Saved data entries

══════════

PR #354, opened 2019-07-31
Move examples more off of 'cloud' onto aws/awsx.

CyrusNajmabadi:


aws-ts-url-shortener-cache-http/index.ts
```diff
@@ -2,12 +2,9 @@
 
 import * as pulumi from "@pulumi/pulumi";
 import * as aws from "@pulumi/aws";
-import * as awsx from "@pulumi/awsx";
 import * as cloud from "@pulumi/cloud-aws";
```
lukehoban: We can drop cloud here now?

CyrusNajmabadi: not just yet.  let me ping you about this.

PR #363, opened 2019-08-15
Remove migrate nodegroup test

metral:


metral:
Merging this in even though we have a failing CI.

This is a safe deletion of a test, and doing so would help unblock the ongoing failures in CI.

PR #365, opened 2019-08-19
Fix azure appservice docker example

mikhailshilkov:
Get rid of the instable Django image and replace it with a simple node-based one


stack72:
This is awesome! Thanks for making this example more rock solid

PR #372, opened 2019-08-29
Added tests that allow us to store state in S3, Azure and GCP Storage

stack72:
This duplicates an AWS test and then stores the state for that duplication
in an S3 bucket. It does the same for a GCP and Azure tests as well


stack72:
Depends on #376 and https://github.com/pulumi/pulumi/pull/3169

stack72:
Closing this out - we know AWS works and those tests have been moved to https://github.com/pulumi/pulumi-aws/pull/737

GCP and Azure need extra EnvVars set that we need to investigate more

PR #377, opened 2019-09-04
Update any of the core providers to be a 1.0.0 dependency

stack72:


aws-py-stepfunctions/requirements.txt
```diff
@@ -1,2 +1,2 @@
-pulumi>=0.16.4
-pulumi-aws>=0.16.2
+pulumi>=1.0.0
+pulumi-aws>=1.0.0
```
lukehoban: Total nit - but should we take this opportunity to be more consistent on using `pulumi-aws` instead of `pulumi_aws`?

(I think that was the direction we planned on standardizing as part of https://github.com/pulumi/templates/pull/48 which never got merged).

gcp-py-gke/requirements.txt
```diff
@@ -1,4 +1,4 @@
-pulumi>=0.17.4
-pulumi_gcp>=0.18.2
-pulumi_kubernetes>=0.22.0
-pulumi-random>=0.5.3
+pulumi>=1.0.0
+pulumi_gcp>=1.0.0
+pulumi_kubernetes>=1.0.0
+pulumi-random>=1.0.0
```
lukehoban: This one even mixes the two styles in the same example! :-)

aws-py-stepfunctions/requirements.txt
ellismg: FWIW, I had been using `pulumi-aws>=1.0.0,<2.0.0` here, since that mirrors what the `^` constraint means in node-land (ignoring 2.0 and later).

lukehoban:
@stack72 Should we go ahead and merge this as-is for now?

stack72:
Yes, the failures are transcient

PR #379, opened 2019-09-04
Use the built-in container resource

mikhailshilkov:
The latest Terraform version introduced a resource for Cosmos DB SQL Container. Use it in the example.


stack72:
@mikhailshilkov can you rebase this and we can get it merged

PR #381, opened 2019-09-06
aws-py-webserver: Made the example region agnostic using ec2 get_ami

stack72:


stack72:
Self merging this as the updated test still works in the test run

PR #389, opened 2019-09-13
Add an example for deploying Miniflux on AWS

cnunciato:
Miniflux is an open-source RSS server and reader. This PR adds an example showing how to deploy it as a container on AWS Fargate using a PostgreSQL backend.


cnunciato:
Merging this now, as I've verified it works using the config values applied in the tests.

══════════

- **WORK TASK**: The lines to copy run from the one containing "Self merging this" through the last line above. Copy them exactly and include nothing else.

- **RESPONSE BOX**:
Self merging this as the updated test still works in the test run

PR #389, opened 2019-09-13
Add an example for deploying Miniflux on AWS

cnunciato:
Miniflux is an open-source RSS server and reader. This PR adds an example showing how to deploy it as a container on AWS Fargate using a PostgreSQL backend.


cnunciato:
Merging this now, as I've verified it works using the config values applied in the tests.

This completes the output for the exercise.